Из-за двери на нее уставился горящий огнем голубой глаз. Джеймс проревел, ничуть не обеспокоенный полученной информацией:
– Впусти меня, пока я не вышел из себя!
– Ни за что, – ответила Мелоди. – А если будешь продолжать, я вызову полицию и тебя удалят силой.
– Если игра, в которую ты играешь, называется запугиванием, – предостерег Джеймс, не снижая тона, – то тебе придется подыскать что-нибудь пооригинальнее.
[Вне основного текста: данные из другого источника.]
PR #1526, opened 2025-11-21
fix: tas integration

Roming22:
cf [RHTAP-6049](https://issues.redhat.com//browse/RHTAP-6049)

## Summary by CodeRabbit

* **New Features**
  * Added Trusted Artifact Signer integration support

* **Changes**
  * Removed support for Developer Hub, OpenShift GitOps, and Trusted Profile Analyzer integrations
  * Updated trusted infrastructure endpoint discovery to use secret-based configuration

### DIFF
--- a/hack/deploy.sh
+++ b/hack/deploy.sh
@@ -25,8 +25,8 @@ Optional arguments:
     -e, --env-file
         Environment variables definitions (default: $SCRIPT_DIR/private.env)
     -i, --integration INTEGRATION
-        Use an external service [acs, bitbucket, ci, dh, github, gitlab, gitops,
-        jenkins, quay, tas, tpa].
+        Use an external service [acs, bitbucket, ci, github, gitlab,
+        jenkins, quay, tas].
     -d, --debug
         Activate tracing/debug mode.
     -h, --help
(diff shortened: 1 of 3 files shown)


dperaza4dustbit (approved):
/lgtm

hack/deploy.sh
```diff
@@ -259,6 +235,11 @@ integrations() {
             --dockerconfigjson='"$QUAY__DOCKERCONFIGJSON"' \
             --token='"$QUAY__API_TOKEN"' --url='"$QUAY__URL"'
     fi
+    if [[ -n "${TAS:-}" ]]; then
+        tssc_cli integration trusted-artifact-signer --force \
+            --rekor-url='"$TAS__REKOR_URL"' \
+            --tuf-url='"$TAS__TUF_URL"'
```
otaviof, line 241: Any specific reason for the single and double quotes together? I think using a simple `"${TAS__REKOR_URL}"` should work as expected.

Roming22: Yes, it has to do with how the binary is then called, which can be either directly or through the image.
I agree it's a little bit to look at though, so if you have a better solution we can change it.

PR #1565, opened 2025-12-02
Remove hardcoded product name

lingyzhuang:
Add function `ProductName` in `integration.go`, get product name from metadata instead of hardcoded.
Jira: [RHTAP-6037](https://issues.redhat.com/browse/RHTAP-6037)

## Summary by CodeRabbit

* **New Features**
  * Integration command now bootstraps configuration at runtime and automatically disables configured integrations based on discovered chart-to-product mappings.

* **Refactor**
  * Individual integration commands no longer perform incidental product enable/disable flows; creation runs are more direct and predictable.
  * Resolver enhanced to map integrations to products for consistent post-setup handling.

* **Chores**
  * Command wiring updated to provide embedded chart filesystem access for integration discovery.


pkg/subcmd/integration.go
```diff
@@ -1,21 +1,106 @@
...
+		return err
+	}
+
+	return config.NewConfigMapManager(kube).Update(ctx, cfg)
+}
+
+func NewIntegration(
+	logger *slog.Logger,
+	kube *k8s.Kube,
+	cfs *chartfs.ChartFS,
```
otaviof, line 18: Make sure the `cfs` is used.

pkg/subcmd/integration.go
```diff
@@ -1,21 +1,106 @@
...
+
+	for _, hc := range charts {
+		d := resolver.NewDependency(&hc)
+		if slices.Contains(d.IntegrationsProvided(), name) {
+			return d.ProductName(), nil
+		}
+	}
+
+	return "", fmt.Errorf("failed to get product name from integration: %s", name)
+}
```
otaviof: This method belongs to the [`resolver.Collection`](https://github.com/redhat-appstudio/tssc-cli/blob/8fa8c77642f320180e2bc18c999e5030a5e21981/pkg/resolver/collection.go), have a look on the other methods in there, please.

pkg/subcmd/integration.go
```diff
@@ -1,21 +1,106 @@
...
+) error {
+	pName, err := productName(name)
+	if err != nil {
+		// Ignore "not found" errors, some integrations do not require updates
+		// in config, e.g. quay
+		if strings.Contains(err.Error(), "failed to get product name from integration") {
+			return nil
+		}
+		return err
+	}
```
otaviof: Here you need to consider the errors defined in the `resolver` package, and instead of using `strings.Contains`, you need to leverage `errors.Is()`. Instead of trying to match the error description, `errors.Is()` allows you to match an error type.

otaviof (changes requested):

pkg/resolver/collection.go
```diff
@@ -73,6 +73,30 @@ func (c *Collection) GetProductDependency(product string) (*Dependency, error) {
...
+// GetProductName searches and returns the product name by integration name.
+// It goes though all charts and search for annotation "integrations-provided"
+// If it matches integration name, then returns product name, which is from
+// annotation "product-name"
+func (c *Collection) GetProductName(integrationName string) (string, error) {
+	var productName string
+	_ = c.Walk(func(_ string, d Dependency) error {
+		if productName != "" {
+			return fmt.Errorf("found") // stop walking
+		}
```
otaviof, line 85: Use `return nil` to short circuit, you should only return error when a error occurs.

pkg/resolver/collection.go
```diff
@@ -73,6 +73,30 @@ func (c *Collection) GetProductDependency(product string) (*Dependency, error) {
 	return productDependency, nil
 }
 
+// GetProductName searches and returns the product name by integration name.
+// It goes though all charts and search for annotation "integrations-provided"
+// If it matches integration name, then returns product name, which is from
+// annotation "product-name"
+func (c *Collection) GetProductName(integrationName string) (string, error) {
```
otaviof: The function name should reflect what it does, my suggestion would be: `GetProductNameForIntegration`. Which reflects the idea, we're trying to identify a product name for the (informed) integration.

pkg/resolver/collection.go
```diff
@@ -73,6 +73,30 @@ func (c *Collection) GetProductDependency(product string) (*Dependency, error) {
...
+		}
+		return nil
+	})
+
+	if productName == "" {
+		return "", ErrUnknownIntegration
+	}
+
+	return productName, nil
+}
```
otaviof: This function should return empty (`func _(integrationName string) string {}`) when a integration is not covered by a product. For instance, `github`, `gitlab`, etc. These integrations aren't associated with integrations.

For the record, the `resolver.Collection` is validated during instantiation, product and integration names are validated:

https://github.com/redhat-appstudio/tssc-cli/blob/2dc1d971afeccdcb32e77b1520297b33748db9be/pkg/resolver/collection.go#L83-L106

pkg/subcmd/integration.go
```diff
@@ -1,21 +1,89 @@
...
+			if err != nil {
+				return err
+			}
+
+			configuredIntegrations, err := manager.ConfiguredIntegrations(cmd.Context(), cfg)
+			if err != nil {
+				return err
+			}
+
+			for _, name := range configuredIntegrations {
```
otaviof: nit: `integrationName` instead of `name` 🙏

pkg/subcmd/integration.go
```diff
@@ -1,21 +1,89 @@
...
+				productName, err := collection.GetProductName(name)
+				if errors.Is(err, resolver.ErrUnknownIntegration) {
+					continue
+				}
+
+				if err := disableProduct(
+					cmd.Context(),
+					productName,
+					cfg,
+					kube,
```
otaviof: nit: perhaps you can keep that in a single line...

Roming22 (approved):

pkg/resolver/collection.go
```diff
@@ -73,6 +73,31 @@ func (c *Collection) GetProductDependency(product string) (*Dependency, error) {
 	return productDependency, nil
 }
 
+// GetProductName searches and returns the product name by integration name.
```
otaviof: Function name needs to be renamed here too.

pkg/subcmd/integration.go
```diff
@@ -1,21 +1,83 @@
...
+	if err != nil {
+		return err
+	}
+
+	spec.Enabled = false
+	if err := cfg.SetProduct(productName, *spec); err != nil {
+		return err
+	}
+
+	return config.NewConfigMapManager(kube).Update(ctx, cfg)
```
otaviof: nit: I'd move these lines into the `PersistentPostRunE` block, given it's only a few lines.

pkg/resolver/collection.go
```diff
@@ -73,6 +73,31 @@ func (c *Collection) GetProductDependency(product string) (*Dependency, error) {
...
+			productName = d.ProductName()
+		}
+		return nil
+	})
+
+	if productName == "" {
+		return ""
+	}
+
+	return productName
```
otaviof: Here you can simply `return productName`, whether the name is empty that's the function return as expected.

pkg/subcmd/integration.go
```diff
@@ -3,19 +3,73 @@ package subcmd
...
+				if err := cfg.SetProduct(productName, *spec); err != nil {
+					return err
+				}
+
+				updated = true
+			}
+
+			if updated {
+				return config.NewConfigMapManager(kube).Update(cmd.Context(), cfg)
+			}
```
otaviof, line 69: Here we should inspect whether `spec.Enabled` is currently enabled, and upon getting disabled we should then trigger the `config.NewConfigMapManager().Update()`.

otaviof (approved):
/lgtm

– Не испытывай мое терпение, – рассердилась Мелоди. – Сегодня вечером я на собственной шкуре научилась, как вести нечистую игру, если придется.
Решительным движением она задвинула на место дубовую заслонку.
Мирная передышка оказалась весьма короткой, и Мелоди не успела насладиться сомнительным удовлетворением по поводу того, что последнее слово осталось за ней. Без всякого предупреждения Джеймс начал атаки на дверь: от мощного удара она затрещала в петлях.
– Или ты меня впустишь, Мелоди, – закричал он на весь дом, явно не намереваясь понижать голос больше, чем на один децибел, – или я скажу все, ради чего я пришел, прямо здесь, в вестибюле, где соседи могут слышать каждое слово. И я начну с того, как ты напала на меня в машине, что…
– Я звоню в полицию – немедленно! Джеймс рассмеялся хриплым, плотоядно рычащим голосом, от которого – Господи помилуй! – у Мелоди образовалась гусиная кожа.
– Милая, они не выезжают по таким пустякам. Целоваться с мужчиной на переднем сиденье его машины – не преступление уголовного порядка. – Тут, чтобы напомнить Мелоди, что ему уже не грозит искупление, Джеймс с такой силой дернул дверную ручку, что металл издал жалобные звуки. – Теперь открывай и впусти меня внутрь.
– Молодой человек!
Мелоди услышала, как соседка тоном вечного раздражения произнесла эти слова с лестничной площадки наверху.
– Молодой человек, я старая женщина, которой нужен покой. Прекратите свой шантаж – или я сию же минуту звоню в полицию, и, уверяю вас, они, не колеблясь, поверят моему описанию вашего поведения.